Records from a data collection
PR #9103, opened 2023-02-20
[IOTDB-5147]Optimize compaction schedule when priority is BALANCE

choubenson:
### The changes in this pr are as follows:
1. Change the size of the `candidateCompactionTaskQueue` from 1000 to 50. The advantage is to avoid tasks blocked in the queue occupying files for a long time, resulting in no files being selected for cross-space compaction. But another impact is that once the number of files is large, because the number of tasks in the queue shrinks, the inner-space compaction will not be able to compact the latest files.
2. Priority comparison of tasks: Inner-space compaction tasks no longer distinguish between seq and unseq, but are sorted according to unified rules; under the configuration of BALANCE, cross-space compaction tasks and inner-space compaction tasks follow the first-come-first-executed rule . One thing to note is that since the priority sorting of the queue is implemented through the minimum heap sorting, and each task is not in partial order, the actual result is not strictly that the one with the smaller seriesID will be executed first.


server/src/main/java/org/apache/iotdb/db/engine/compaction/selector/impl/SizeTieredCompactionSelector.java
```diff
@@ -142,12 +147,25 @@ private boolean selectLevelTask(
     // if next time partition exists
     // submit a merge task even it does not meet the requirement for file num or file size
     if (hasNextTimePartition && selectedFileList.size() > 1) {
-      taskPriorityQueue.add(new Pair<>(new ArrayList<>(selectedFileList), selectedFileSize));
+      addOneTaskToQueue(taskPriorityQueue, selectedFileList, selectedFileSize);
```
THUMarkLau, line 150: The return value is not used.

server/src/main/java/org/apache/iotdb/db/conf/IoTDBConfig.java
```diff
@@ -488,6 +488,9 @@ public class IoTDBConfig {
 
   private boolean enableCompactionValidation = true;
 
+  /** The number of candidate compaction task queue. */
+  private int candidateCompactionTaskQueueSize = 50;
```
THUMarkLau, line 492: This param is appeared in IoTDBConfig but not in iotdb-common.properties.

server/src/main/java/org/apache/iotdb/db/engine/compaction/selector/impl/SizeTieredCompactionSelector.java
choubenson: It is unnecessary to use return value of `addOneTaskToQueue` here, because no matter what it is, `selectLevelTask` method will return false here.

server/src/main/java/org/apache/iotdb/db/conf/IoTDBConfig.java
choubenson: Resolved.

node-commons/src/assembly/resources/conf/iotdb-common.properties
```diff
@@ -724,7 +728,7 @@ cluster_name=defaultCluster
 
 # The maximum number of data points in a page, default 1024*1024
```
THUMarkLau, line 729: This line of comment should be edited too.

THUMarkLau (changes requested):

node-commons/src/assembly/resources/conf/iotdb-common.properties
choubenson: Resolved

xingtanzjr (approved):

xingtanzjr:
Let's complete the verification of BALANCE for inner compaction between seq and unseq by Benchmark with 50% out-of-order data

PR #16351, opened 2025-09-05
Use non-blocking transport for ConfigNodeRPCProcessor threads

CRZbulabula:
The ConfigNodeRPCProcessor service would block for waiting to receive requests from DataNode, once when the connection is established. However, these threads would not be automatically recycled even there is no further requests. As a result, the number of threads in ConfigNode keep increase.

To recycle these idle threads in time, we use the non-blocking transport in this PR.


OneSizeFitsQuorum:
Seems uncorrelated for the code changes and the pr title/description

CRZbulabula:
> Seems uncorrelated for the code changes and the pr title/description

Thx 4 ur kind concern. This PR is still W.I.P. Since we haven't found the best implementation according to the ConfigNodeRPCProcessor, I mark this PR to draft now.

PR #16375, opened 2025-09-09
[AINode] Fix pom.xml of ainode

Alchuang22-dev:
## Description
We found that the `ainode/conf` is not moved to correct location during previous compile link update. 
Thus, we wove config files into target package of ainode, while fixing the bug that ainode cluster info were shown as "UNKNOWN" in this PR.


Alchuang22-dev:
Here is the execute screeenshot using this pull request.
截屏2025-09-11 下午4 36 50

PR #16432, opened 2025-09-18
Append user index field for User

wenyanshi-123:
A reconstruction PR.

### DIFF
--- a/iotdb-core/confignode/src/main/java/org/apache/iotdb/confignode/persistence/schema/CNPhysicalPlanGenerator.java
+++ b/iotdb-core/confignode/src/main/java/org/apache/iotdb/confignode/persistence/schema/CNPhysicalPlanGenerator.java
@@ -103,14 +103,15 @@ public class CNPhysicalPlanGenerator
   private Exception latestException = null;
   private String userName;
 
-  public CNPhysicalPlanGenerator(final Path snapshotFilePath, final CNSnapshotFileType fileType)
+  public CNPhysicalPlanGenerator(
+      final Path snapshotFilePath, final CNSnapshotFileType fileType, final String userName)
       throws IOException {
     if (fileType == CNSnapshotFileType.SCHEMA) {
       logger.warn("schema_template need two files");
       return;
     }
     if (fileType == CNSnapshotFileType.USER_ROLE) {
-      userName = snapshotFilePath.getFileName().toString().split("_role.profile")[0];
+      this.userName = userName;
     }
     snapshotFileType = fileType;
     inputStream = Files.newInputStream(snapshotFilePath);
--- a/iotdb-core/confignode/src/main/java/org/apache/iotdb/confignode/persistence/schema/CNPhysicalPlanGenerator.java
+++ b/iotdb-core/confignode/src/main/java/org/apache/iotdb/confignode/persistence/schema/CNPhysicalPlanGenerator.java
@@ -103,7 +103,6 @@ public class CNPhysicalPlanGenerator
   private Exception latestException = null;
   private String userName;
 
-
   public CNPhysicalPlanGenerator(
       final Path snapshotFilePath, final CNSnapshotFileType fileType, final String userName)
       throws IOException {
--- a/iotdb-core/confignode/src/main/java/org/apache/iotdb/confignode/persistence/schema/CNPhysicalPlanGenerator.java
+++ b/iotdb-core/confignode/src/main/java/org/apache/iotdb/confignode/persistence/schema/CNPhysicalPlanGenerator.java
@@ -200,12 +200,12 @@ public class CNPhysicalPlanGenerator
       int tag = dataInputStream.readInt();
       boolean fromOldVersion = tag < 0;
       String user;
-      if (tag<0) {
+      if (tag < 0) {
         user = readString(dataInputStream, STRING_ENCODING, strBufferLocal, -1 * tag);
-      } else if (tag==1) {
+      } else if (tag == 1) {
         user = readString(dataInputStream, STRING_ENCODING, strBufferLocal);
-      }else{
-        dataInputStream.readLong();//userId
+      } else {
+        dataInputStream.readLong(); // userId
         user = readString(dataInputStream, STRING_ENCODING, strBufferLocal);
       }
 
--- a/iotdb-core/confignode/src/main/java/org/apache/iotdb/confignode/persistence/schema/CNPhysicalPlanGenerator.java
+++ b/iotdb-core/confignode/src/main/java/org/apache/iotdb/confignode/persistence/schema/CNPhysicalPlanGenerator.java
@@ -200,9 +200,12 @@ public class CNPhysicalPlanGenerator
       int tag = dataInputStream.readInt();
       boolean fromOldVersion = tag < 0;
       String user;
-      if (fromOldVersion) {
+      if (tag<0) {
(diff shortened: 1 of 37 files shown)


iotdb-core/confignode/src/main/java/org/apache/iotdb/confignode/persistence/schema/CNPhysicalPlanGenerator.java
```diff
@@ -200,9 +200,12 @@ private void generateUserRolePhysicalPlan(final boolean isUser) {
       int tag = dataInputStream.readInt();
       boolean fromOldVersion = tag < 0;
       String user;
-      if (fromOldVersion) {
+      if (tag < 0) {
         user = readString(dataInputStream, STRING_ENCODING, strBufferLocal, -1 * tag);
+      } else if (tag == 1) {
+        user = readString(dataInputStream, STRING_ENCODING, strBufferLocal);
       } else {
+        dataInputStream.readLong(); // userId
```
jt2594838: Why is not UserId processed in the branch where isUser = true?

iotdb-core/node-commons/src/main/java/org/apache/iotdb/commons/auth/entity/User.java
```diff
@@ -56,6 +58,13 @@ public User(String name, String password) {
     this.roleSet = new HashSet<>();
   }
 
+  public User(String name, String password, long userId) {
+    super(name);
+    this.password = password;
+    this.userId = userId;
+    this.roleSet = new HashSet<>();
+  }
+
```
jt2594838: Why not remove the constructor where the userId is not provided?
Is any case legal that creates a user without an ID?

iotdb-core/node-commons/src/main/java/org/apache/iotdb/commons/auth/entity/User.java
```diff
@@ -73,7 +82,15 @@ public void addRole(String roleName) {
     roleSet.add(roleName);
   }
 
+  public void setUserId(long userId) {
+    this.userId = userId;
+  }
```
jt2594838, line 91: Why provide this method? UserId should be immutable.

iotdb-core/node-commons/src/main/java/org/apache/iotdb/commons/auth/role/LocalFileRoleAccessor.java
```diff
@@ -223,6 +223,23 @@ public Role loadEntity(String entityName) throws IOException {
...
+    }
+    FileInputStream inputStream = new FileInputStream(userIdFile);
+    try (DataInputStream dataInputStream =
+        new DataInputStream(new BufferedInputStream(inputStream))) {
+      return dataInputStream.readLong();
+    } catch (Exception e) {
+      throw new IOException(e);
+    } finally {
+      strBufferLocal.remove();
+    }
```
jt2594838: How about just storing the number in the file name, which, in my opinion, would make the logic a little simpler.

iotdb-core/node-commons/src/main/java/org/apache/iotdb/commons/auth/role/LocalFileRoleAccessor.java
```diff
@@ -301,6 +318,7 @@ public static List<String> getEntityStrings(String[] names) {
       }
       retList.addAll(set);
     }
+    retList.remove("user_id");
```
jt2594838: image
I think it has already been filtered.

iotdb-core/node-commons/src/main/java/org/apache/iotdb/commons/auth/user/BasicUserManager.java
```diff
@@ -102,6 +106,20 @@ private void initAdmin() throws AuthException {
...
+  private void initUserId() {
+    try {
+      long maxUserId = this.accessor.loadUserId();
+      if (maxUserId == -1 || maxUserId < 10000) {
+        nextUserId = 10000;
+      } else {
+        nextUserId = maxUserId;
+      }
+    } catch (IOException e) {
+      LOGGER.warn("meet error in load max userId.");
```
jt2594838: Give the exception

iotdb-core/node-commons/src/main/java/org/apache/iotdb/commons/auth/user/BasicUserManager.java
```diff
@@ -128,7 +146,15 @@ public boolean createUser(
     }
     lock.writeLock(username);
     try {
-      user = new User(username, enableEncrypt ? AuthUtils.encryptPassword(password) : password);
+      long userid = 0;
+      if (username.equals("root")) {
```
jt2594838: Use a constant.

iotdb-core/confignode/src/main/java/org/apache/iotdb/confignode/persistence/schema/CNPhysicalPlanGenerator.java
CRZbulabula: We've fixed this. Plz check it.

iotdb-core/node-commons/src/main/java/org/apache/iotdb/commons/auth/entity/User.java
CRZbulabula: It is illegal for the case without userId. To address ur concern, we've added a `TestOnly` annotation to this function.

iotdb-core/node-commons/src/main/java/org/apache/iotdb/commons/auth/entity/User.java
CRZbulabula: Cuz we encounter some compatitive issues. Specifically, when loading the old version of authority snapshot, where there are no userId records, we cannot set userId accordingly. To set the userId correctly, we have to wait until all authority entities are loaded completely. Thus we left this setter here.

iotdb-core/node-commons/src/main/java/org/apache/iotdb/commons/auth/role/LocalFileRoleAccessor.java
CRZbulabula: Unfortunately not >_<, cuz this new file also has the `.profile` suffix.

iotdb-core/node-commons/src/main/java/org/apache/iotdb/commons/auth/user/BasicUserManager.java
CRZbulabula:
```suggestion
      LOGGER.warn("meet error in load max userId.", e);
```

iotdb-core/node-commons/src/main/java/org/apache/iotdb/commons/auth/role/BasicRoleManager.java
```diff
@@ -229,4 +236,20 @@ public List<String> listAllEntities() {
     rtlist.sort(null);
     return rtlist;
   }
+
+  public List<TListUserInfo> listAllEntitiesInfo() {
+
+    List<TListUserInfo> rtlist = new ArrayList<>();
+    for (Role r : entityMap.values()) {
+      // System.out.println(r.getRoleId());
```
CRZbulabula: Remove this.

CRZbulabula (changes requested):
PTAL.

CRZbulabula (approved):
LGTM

* Try it: Starting with the first line above and ending with the line that holds "1. Change the", restate each line word for word and add nothing else.

* Answer section:
PR #9103, opened 2023-02-20
[IOTDB-5147]Optimize compaction schedule when priority is BALANCE

choubenson:
### The changes in this pr are as follows:
1. Change the size of the `candidateCompactionTaskQueue` from 1000 to 50. The advantage is to avoid tasks blocked in the queue occupying files for a long time, resulting in no files being selected for cross-space compaction. But another impact is that once the number of files is large, because the number of tasks in the queue shrinks, the inner-space compaction will not be able to compact the latest files.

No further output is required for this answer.